In[243]:= x =.; mm = 20;
Table[(-1)^(n - 1)/(n - 1)! 1/2 Sum[
      Binomial[n - 1, j] x^(n - 1 - j) (-1)^
        j Pochhammer[(j - 1)/2 - m + 1, m] If[m < Floor[j/2], 
        x^(j - 1 - 2 m), 
        If[Mod[j, 2] == 1, 1, Sqrt[\[Pi]] E^x^2 Erfc[x]]], {j, 0, 
       n - 1}, {m, 0, Floor[j/2]}] - HermiteH[-n, x], {n, 1, mm}] // 
  FunctionExpand // Simplify
Table[ (-1)^(-1 + n)/(2 (-1 + n)!)
      Sum[(Sum[
          Binomial[n - 1, m] (-1)^m Binomial[(m - 1)/2, j], {m, 
           2 j + 1, n - 1}] j!) x^(n - 2 - 2 j), {j, 0, 
       Floor[(n - 2)/2]}] + (-1)^(-1 + n)/(2 (-1 + n)!)
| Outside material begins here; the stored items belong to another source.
PR #36, opened 2015-08-12
XD-3384 Add base features for yarn deployer

jvalkeal:
- New spring-cloud-data-yarn app which has client, appmaster and container.
- New YarnModuleDeployer working with existing yarn app
- Changes to rest app to enable yarn deployer if `yarn` profile is activated.

Some notes about this PR:

- Some instructions in main README
- This is very basic POC to demonstrate that we can actually deploy something into yarn.
- I'm adding tests in next PR's
- Yarn app based on SHDP yarn container groups/clusters. Every group is sharing same settings and thus controls instances of a module. This group can to started, stopped and ramped up/down.
- I'm crafting some SHDP jira's order to make deployer code faster and more easier to use.
- No properties passed into modules.
- Should somehow get notification from ModuleLauncher when module errors/exist so that we can exit yarn container.
- Should think how base yarn control app(yarn app instance and its appmaster) can be deployed into yarn with streams.
- We can potentially have multiple yarn apps and from shell we should somehow control which one to talk to.

### DIFF
--- a/spring-cloud-data-module-deployers/spring-cloud-data-module-deployer-yarn/src/main/java/org/springframework/cloud/data/module/deployer/yarn/YarnModuleDeployer.java
+++ b/spring-cloud-data-module-deployers/spring-cloud-data-module-deployer-yarn/src/main/java/org/springframework/cloud/data/module/deployer/yarn/YarnModuleDeployer.java
@@ -1,0 +1,213 @@
+/*
+ * Copyright 2015 the original author or authors.
+ *
+ * Licensed under the Apache License, Version 2.0 (the "License");
+ * you may not use this file except in compliance with the License.
+ * You may obtain a copy of the License at
+ *
+ * http://www.apache.org/licenses/LICENSE-2.0
+ *
+ * Unless required by applicable law or agreed to in writing, software
+ * distributed under the License is distributed on an "AS IS" BASIS,
+ * WITHOUT WARRANTIES OR CONDITIONS OF ANY KIND, either express or implied.
+ * See the License for the specific language governing permissions and
+ * limitations under the License.
+ */
+
+package org.springframework.cloud.data.module.deployer.yarn;
+
+import java.util.ArrayList;
+import java.util.Collection;
+import java.util.HashMap;
+import java.util.Map;
+import java.util.Properties;
+
+import org.slf4j.Logger;
+import org.slf4j.LoggerFactory;
+import org.springframework.cloud.data.core.ModuleCoordinates;
+import org.springframework.cloud.data.core.ModuleDefinition;
+import org.springframework.cloud.data.core.ModuleDeploymentId;
+import org.springframework.cloud.data.core.ModuleDeploymentRequest;
+import org.springframework.cloud.data.module.ModuleStatus;
+import org.springframework.cloud.data.module.deployer.ModuleDeployer;
+import org.springframework.util.StringUtils;
+import org.springframework.yarn.boot.app.YarnContainerClusterApplication;
+import org.springframework.yarn.boot.app.YarnInfoApplication;
+
+/**
+ * {@link ModuleDeployer} which communicates to XD's yarn app running
+ * on a hadoop cluster waiting for deployment requests. This app is
+ * utilising spring yarn's container grouping functionality to create a
+ * new group per module type which then allows all modules to share same
+ * settings and group itself can controlled, i.e. ramp up/down or shutdown/destroy
+ * whole group.
+ *
+ * @author Janne Valkealahti
+ */
+public class YarnModuleDeployer implements ModuleDeployer {
+
+	private static final Logger logger = LoggerFactory.getLogger(YarnModuleDeployer.class);
+	private static final String PREFIX = "spring.yarn.internal.ContainerClusterApplication.";
+
+	public YarnModuleDeployer() {
+	}
+
+	@Override
+	public ModuleDeploymentId deploy(ModuleDeploymentRequest request) {
+		int count = request.getCount();
+		ModuleCoordinates coordinates = request.getCoordinates();
+		ModuleDefinition definition = request.getDefinition();
+		logger.info("deploying request for definition: " + definition);
+
+		ModuleDeploymentId moduleDeploymentId = new ModuleDeploymentId(definition.getGroup(), definition.getLabel());
+		String clusterId = sanitizeClusterId(convertFromModuleDeploymentId(moduleDeploymentId));
+
+		String yarnApplicationId = findRunningXdYarnApp();
+		logger.info("Using application id " + yarnApplicationId);
+		String module = coordinates.toString();
+		logger.info("deploying module: " + module);
+
+		Map<String, String> definitionParameters = definition.getParameters();
+		Map<String, String> deploymentProperties = request.getDeploymentProperties();
+		logger.info("definitionParameters: " + definitionParameters);
+		logger.info("deploymentProperties: " + deploymentProperties);
+
+		// Using same app instance yarn boot cli is using to
+		// communicate with an app running on yarn via its boot actuator
+		YarnContainerClusterApplication app = new YarnContainerClusterApplication();
+		Properties appProperties = new Properties();
+		appProperties.setProperty(PREFIX + "operation", "CLUSTERCREATE");
+		appProperties.setProperty(PREFIX + "applicationId", yarnApplicationId);
+		appProperties.setProperty(PREFIX + "clusterId", clusterId);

      Sum[Binomial[n - 1, 2 j + 0]  Pochhammer[1/2, 
        j] x^(n - 1 - 2 j) , {j, 0, Floor[(n - 1)/2]}] Sqrt[\[Pi]] E^
      x^2 Erfc[x] +
    -HermiteH[-n, x]
   , {n, 1, mm}] // FunctionExpand // Simplify
Out[244]= {0, 0, 0, 0, 0, 0, 0, 0, 0, 0, 0, 0, 0, 0, 0, 0, 0, 0, 0, 0}
Out[245]= {0, 0, 0, 0, 0, 0, 0, 0, 0, 0, 0, 0, 0, 0, 0, 0, 0, 0, 0, 0}

It turns out that those quantities appear in a natural way in stochastic processes, in the formula for the probability density function of the first hitting time of a certain diffusion process, as demonstrated in my answer to this question.